Genealogical researches.concerning Jews deported from France (not only French Jews but also the foreign refugees who were arrested in France and deported) are not easy since some families have been entirely exterminated. Nevertheless some sources are available to retrieve their memory and facilitate research.

The present page is condensed from the French version, where more details are given.

The French law of May 15, 1985

After 1945, when it appeared that many deportees had "disappeared", their families obtained official acts equivalent to a death certificate. In the beginning, it was decided that the "death place" would be the last internment camp where the future deportee was detained (Drancy, Pithiviers...) and that the "death date" would be the date of departure of the convoy.

This was obviously a strong distortion of history so that on May 15, 1985, forty years after the end of WW2, a French law was promulgated to correct this nonsense.

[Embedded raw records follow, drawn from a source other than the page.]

PR #1315, opened 2019-11-28
[Scala] Fix type highlighting

Blaisorblade:
On top of #1314, fix the following issue: `type` is recognized as a keyword even if inside a word, which isn't correct. To wit, below `types` is an identifier, not the `type` keyword followed by an `s`:

```
trait Symbol(val tpe: types.Type)
trait Symbol(val tpe: Option[types.Type])
```

image

I expect `forSome` needs the same treatment, but I haven't tested that.

Also, I'm a Scala dev, not a Python one, and I might be doing something silly.


birkenfeld:
Looks good, thanks!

According to this law, the death records of all people deported from France should be modified and carry the mention "dead in deportation". When nothing is known concerning the actual fate of the deportee, the death is presumed to have occurred 5 days after the departure of the convoy.

Note that this concerns all deportees, Jews or non-jews. An important source exists therefore, it is the French Journal Officiel where are published, since 1986, the decrees which contain the lists of people officially declared “dead in deportation”.

At the present day (September 2005), i.e. 20 years after this law was promulgated, these rectifications of the death acts are not completed.

From the figures given on the Website of the "Fundation for the Memory of the Deportation" (not to be confused with the Fundation for the Memory of the Shoah), one finds:

  • 85,000 people deported as an effect of the nazi repression : resistants, political opponents, hostages or victims of reprisals (figures known in 1999). Among these, 40 % did not come back, i.e. about 34,000 persons.
  • 76,000 people deported (including 11,000 children) as an effect of the antisemitic persecutions. Among these, 97 % did not come back, i.e. about 74,000 persons.

The total number of persons who did not come back from deportation is thus about 108,000. .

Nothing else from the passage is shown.